Schwanitz was very sharply critical of the public representation of the papal visit to Germany in September 2011, when he was one the members of parliament who refused to attend Pope Benedict's high-profile speech to the Bundestag.

===National politics===
Following the East German national election on 18 March 1990, between March and October 1990, Rolf Schwanitz was a member of the country's first (and last) freely elected People's Chamber (Volkskammer), by now a member of the SDP and representing the Karl-Marx-Stadt electoral district.

He was one of the 144 deputies in the chamber who on 3 October 1990, as part of the German reunification process, became members of the Bundestag (National Assembly) of a reunited Germany. In the first post unification election, which took place in December 1990, Schwanitz's name was on the SPD list for the Saxony electoral district and he was elected to the Bundestag. He enjoyed electoral success in the Bundestag elections in 1994, 1998, 2002, 2005 and 2009, but did not contest a seat in 2013.

In the 2005 election he attracted nationwide criticism with an election poster showing the coffins of US soldiers, inside a cargo plane, being returned from the Iraq War. The headline on the poster stated, "She would have sent [German] soldiers" ("Sie hätte Soldaten geschickt"). The "She" in question was the (then) opposition leader Angela Merkel. The poster was accompanied by a recommendation for the voters in Saxony to vote for the SPD candidate, Rolf Schwanitz. Although Schwanitz subsequently served in a coalition government under Merkel, the context of the 2005 election was one in which their respective parties were competing nationally for votes, and the issue of whether Germany should send troops to Iraq in defiance of a pacifist tradition established since 1945, and in support of the US army, was one seriously divisive issue between mainstream parties of the moderate left (SPD) and the moderate right (CDU). The poster, intended to highlight Angela Merkel's position on the Iraq War, instead attracted national media criticism of Schwanitz. The hard hitting image of American coffins was considered tasteless: use of the image by the (originally East German) socialist atheist Schwanitz for electoral purposes had overstepped the boundaries of acceptability.

===Ministerial Office===
During 1990, Rolf Schwanitz served in East Germany's last government under Prime Minister Lothar de Maizière. Schwanitz was appointed a Parliamentary Secretary of State, working in the department of the Justice Minister Kurt Wünsche.

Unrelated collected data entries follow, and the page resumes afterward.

PR #99043, opened 2025-11-07
boards: renesas: add support for Renesas RA MCK-RA4T1

thenguyenyf:
- Add support for MCK-RA4T1 board
- Updated samples, tested to run with supported drivers on this board


soc/renesas/ra/ra4t1/CMakeLists.txt
```diff
@@ -0,0 +1,13 @@
+# Copyright (c) 2025 Renesas Electronics Corporation
+# SPDX-License-Identifier: Apache-2.0
+
+zephyr_include_directories(.)
+
+zephyr_sources(
+  soc.c
+)
```
nordicjm: nit. this can go on one line

soc/renesas/ra/ra4t1/soc.c
```diff
@@ -0,0 +1,76 @@
...
+#include <zephyr/irq.h>
+#include <zephyr/logging/log.h>
+LOG_MODULE_REGISTER(soc, CONFIG_SOC_LOG_LEVEL);
+
+#include "bsp_cfg.h"
+#include <bsp_api.h>
+
+uint32_t SystemCoreClock BSP_SECTION_EARLY_INIT;
+
+volatile uint32_t g_protect_pfswe_counter BSP_SECTION_EARLY_INIT;
```
nordicjm, line 27: why is this not static (line 27)?

soc/renesas/ra/ra4t1/soc.c
```diff
@@ -0,0 +1,76 @@
...
+ *
+ * This needs to be run from the very beginning.
+ */
+void soc_early_init_hook(void)
+{
+	extern volatile uint16_t g_protect_counters[];
+
+	for (uint32_t i = 0; i < 5; i++) {
+		g_protect_counters[i] = 0;
+	}
```
nordicjm, line 45: no idea what this is, doesn't appear to be used anywhere else in whole PR
```suggestion
```

soc/renesas/ra/ra4t1/soc.c
```diff
@@ -0,0 +1,76 @@
...
+
+	/* Enable protection using PRCR register. */
+	R_BSP_RegisterProtectEnable(BSP_REG_PROTECT_SAR);
+#endif
+
+	SystemCoreClock = BSP_MOCO_HZ;
+	g_protect_pfswe_counter = 0;
+
+#ifdef CONFIG_RUNTIME_NMI
+	for (uint32_t i = 0; i < 16; i++) {
```
nordicjm, line 70: @wearyzen can you have a review of this and check this is OK?

boards/renesas/mck_ra4t1/doc/index.rst
```diff
@@ -0,0 +1,127 @@
...
+==================
+
+.. zephyr:board-supported-hw::
+
+Programming and Debugging
+*************************
+
+.. zephyr:board-supported-runners::
+
+Applications for the ``mck_ra4t1`` board configuration can be built, flashed, and debugged in the usual way. See
```
nordicjm: -configuration

boards/renesas/mck_ra4t1/doc/index.rst
```diff
@@ -0,0 +1,127 @@
...
+
+1. Connect to J-Link OB via USB port to host PC
+
+2. Make sure J-Link OB jumper is in default configuration as describe in `MCB-RA4T1 - User's Manual`_
+
+3. Execute west command
+
+	.. code-block:: console
+
+		west flash -r jlink
```
nordicjm: indent looks very wrong, also why is this needed when the above hello world bit does this already?

tests/drivers/can/api/boards/mck_ra4t1.overlay
henrikbrixandersen, line 1: This should  be added on the board level, not under a test-specific overlay.

tests/drivers/can/timing/boards/mck_ra4t1.overlay
henrikbrixandersen, line 1: This should  be added on the board level, not under a test-specific overlay.

henrikbrixandersen (dismissed):
Many of the sample overlays looks like they ought to be added on the board level instead.

dts/arm/renesas/ra/ra4/r7fa4t1bx_48.dtsi
khoa-nguyen-18, line 1: I don’t think it’s necessary to create a separate `.dtsi` file for this type. From my perspective, to keep it as simple as possible, we only need three layers for the SoC: the common `.dtsi` → flash type `.dtsi` → specific `.dtsi`.

soc/renesas/ra/ra4t1/soc.c
```diff
@@ -0,0 +1,76 @@
...
+#include <zephyr/init.h>
+#include <zephyr/kernel.h>
+#include <zephyr/arch/cpu.h>
+#include <cmsis_core.h>
+#include <zephyr/arch/arm/nmi.h>
+#include <zephyr/irq.h>
+#include <zephyr/logging/log.h>
+LOG_MODULE_REGISTER(soc, CONFIG_SOC_LOG_LEVEL);
+
+#include "bsp_cfg.h"
```
khoa-nguyen-18:
```suggestion
#include <bsp_cfg.h>
```

soc/renesas/ra/ra4t1/soc.c
```diff
@@ -0,0 +1,76 @@
...
+#include <bsp_api.h>
```
khoa-nguyen-18:
```suggestion
#include "soc.h"
```

boards/renesas/mck_ra4t1/mck_ra4t1.dts
```diff
@@ -0,0 +1,87 @@
...
+	model = "Renesas MCK-RA4T1";
+	compatible = "renesas,ra4t1", "renesas,ra";
+
+	chosen {
+		zephyr,sram = &sram0;
+		zephyr,flash = &flash0;
+		zephyr,console = &uart9;
+		zephyr,shell-uart = &uart9;
+		zephyr,entropy = &trng;
+		zephyr,flash-controller = &flash1;
```
khoa-nguyen-18:
```suggestion
		zephyr,flash-controller = &flash;
```

tests/drivers/can/api/boards/mck_ra4t1.overlay
thenguyenyf: This board does not equipe a CAN transceiver, so I don't enable CANFD node on board by default.

tests/drivers/can/timing/boards/mck_ra4t1.overlay
thenguyenyf: Same as above

soc/renesas/ra/ra4t1/soc.c
thenguyenyf: This is a re-declaration for a global context used in another place so it cannot be added with the static keyword.

tests/drivers/can/api/boards/mck_ra4t1.overlay
henrikbrixandersen: I don't see a reason for enabling the CAN tests, then?

soc/renesas/ra/ra4t1/soc.c
thenguyenyf: As above explanation, this is a global context that used in another place, and it should be properly assigned an initial value. We are considering moving it into more suitable place. But right now, for this board support, I think we should keep it as it.

nordicjm: I ctrl+f'd through the PR and found no other instance of usage, so where it is used? Why does it not work using the zephyr driver model?

dts/arm/renesas/ra/ra4/r7fa4t1bx_48.dtsi
thenguyenyf: By software view, the grouping by pin num is fit with describe in HWM for all part numbering, that:
- Feature set: specific how many HWIP was added on this PN
- Pin num: specific which GPIO port and which pin existed on this PN
- Flash size: specific its code flash size on this PN

So, for RA4T1 this is the ideal way to optimize maintenance effort and avoid duplicate definitions for each PN, that usually meet in case of the ports/pins are identical for all PNs belonging to the product with the same pin count.

boards/renesas/mck_ra4t1/mck_ra4t1.dts
thenguyenyf: Not sure if it's a bug/issue, but all RA4 device with `renesas,ra-flash-hp-controller` have the same definition. If it's correct, should we send a PR to correct it for all other boards?

soc/renesas/ra/ra4t1/soc.c
thenguyenyf: It is used for a BSP function placed in HAL: `R_BSP_RegisterProtectEnable`

soc/renesas/ra/ra4t1/CMakeLists.txt
thenguyenyf: I fixed it

boards/renesas/mck_ra4t1/doc/index.rst
thenguyenyf: I fixed it

boards/renesas/mck_ra4t1/doc/index.rst
thenguyenyf: Updated

tests/drivers/can/api/boards/mck_ra4t1.overlay
thenguyenyf: After consideration, I have removed these tests as the CAN controller is not enabled on the board. Please check it.

soc/renesas/ra/ra4t1/soc.c
thenguyenyf: I fixed it

soc/renesas/ra/ra4t1/soc.c
thenguyenyf: I fixed it

boards/renesas/mck_ra4t1/mck_ra4t1.dts
thenguyenyf: It is fixed

dts/arm/renesas/ra/ra4/r7fa4t1bx_48.dtsi
khoa-nguyen-18: Agree, but I have some comments:
- The name of this pin-number layer should not include the feature (e.g., `r7fa4t1xx...dtsi`), because we just need a specific pin count file that defines for a feature set variant. In some SoCs with multiple feature sets, this allows the file to be reused.
- The name of this pin-number layer should not use the raw pin number, because some SoCs may have different Part number but have the same pin count, such as the `RA6M5`.
- I have a concern about defining the pin-number layer in `RA8D1` and `RA8D2`, since unlike the other SoCs, they have multiple separate I/O Port numbering schemes. Could you please check this?


image

image

thenguyenyf: > The name of this pin-number layer should not include the feature (e.g., r7fa4t1xx...dtsi), because we just need a specific pin count file that defines for a feature set variant. In some SoCs with multiple feature sets, this allows the file to be reused.

In case of r7fa4t1, there is only 1 feature set. So, with me, it makes enough sense to keep only 1 r7fa4t1bxxx... for this SoC support.

> The name of this pin-number layer should not use the raw pin number, because some SoCs may have different Part number but have the same pin count, such as the RA6M5.

This is not an issue, when the difference is the way this SoC package and its electrical characteristic which is not a concern in software view, only for PCB layout designer. The functionality is completely {pin count} x {feature set} specific for most of RA devices. For some exception, it could be {pin count} x {feature set} x ... (e.g: {package type})

> I have a concern about defining the pin-number layer in RA8D1 and RA8D2, since unlike the other SoCs, they have multiple separate I/O Port numbering schemes. Could you please check this?

I see. The device node grouping on RA8D1 and RA8D2 may have some difference, but we can easily add small change by overlay/delete some node in each own {pn}.dtsi or {feature set}.dtsi. I believe this will have no significant impact.

khoa-nguyen-18 (approved):
The support looks good to me

soc/renesas/ra/ra4t1/soc.c
wearyzen: g_bsp_group_irq_sources is a Renesas concept and they seem to be handling group irqs in a common NMI handler defined in renesas hal. I don't see any issue from arch point of view with this.

thaoluonguw (approved):
LGTM!

KhiemNguyenT (approved):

The 1998 election ended the 16 year chancellorship of Helmut Kohl. The SPD and Green parties received respectively 40.9% and 6.7% of the national vote. Candidates from receiving less than 5% of the national vote are excluded from the Bundestag, so that the combined 47.6% of the national vote translated into 345 of the 669 seats in the Bundestag, creating a majority for a new SPD/Green coalition government under Gerhard Schröder. On 27 October 1998 Rolf Schwanitz was appointed Minister of State in Schröder's Chancellery. At the same time, between 1998 and 2002, he was Federal Government Commissioner for the New Federal States (i.e. former East Germany). The outcome of the 2002 election was close, but it enabled Gerhard Schröder to form a second coalition government with the Greens: this time Rolf Schwanitz was not a member of it.

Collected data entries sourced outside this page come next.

PR #99047, opened 2025-11-07
tests: can: api: remove userspace test for m2l31x

ccli8:
This target has limited number of MPU regions (4) and cannot support userspace.


henrikbrixandersen (changes requested):
This doesn't scale - many tests have optional userspace context testing.

Have you considered an approach similar to https://github.com/zephyrproject-rtos/zephyr/blob/c102a8e30e164a90a0f9dfc6ffc0ef529d0bac15/boards/nxp/twr_ke18f/Kconfig.defconfig#L12 ?

PR #99055, opened 2025-11-07
CAN: MCAN: Implement CAN_MODE_ONE_SHOT

bjarki-andreasen:
Implement CAN_MODE_ONE_SHOT

Notes:
Need to find a good way to test one shot


henrikbrixandersen:
I'd suggest reaching out to the subsystem maintainer prior to embarking on something like this. 

Adding the one-shot mode to M_CAN has been attempted a number of times, but each of them failed to meet the CAN API contracts. The current code in this PR is a hack with high complexity for a little used, optional feature. As such, I'm very reluctant to accept it. 

See also https://github.com/zephyrproject-rtos/zephyr/issues/79780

The largest two parties both lost ground in the 2005 election, and in the end a "grand coalition" was formed between the two of them, leaving the business of opposition to the less mainstream PDS, The Greens and the FDP. Within the governing CDU/CSU/SPD coalition government, now led by Angela Merkel, Schanitz again received a job, this time as Parliamentary Secretary of State for Health, working with the Health Minister Ulla Schmidt (SPD).

The principal losers in the 2009 election were the SPD. Rolf Schwanitz resigned his office as the Social Democrats went into opposition.

==Other activities==
- Friedrich Ebert Foundation (FES), Member of the Board of Trustees
- Giordano Bruno Foundation, member of the advisory board.
- Institute for Secular Law, member of the advisory board.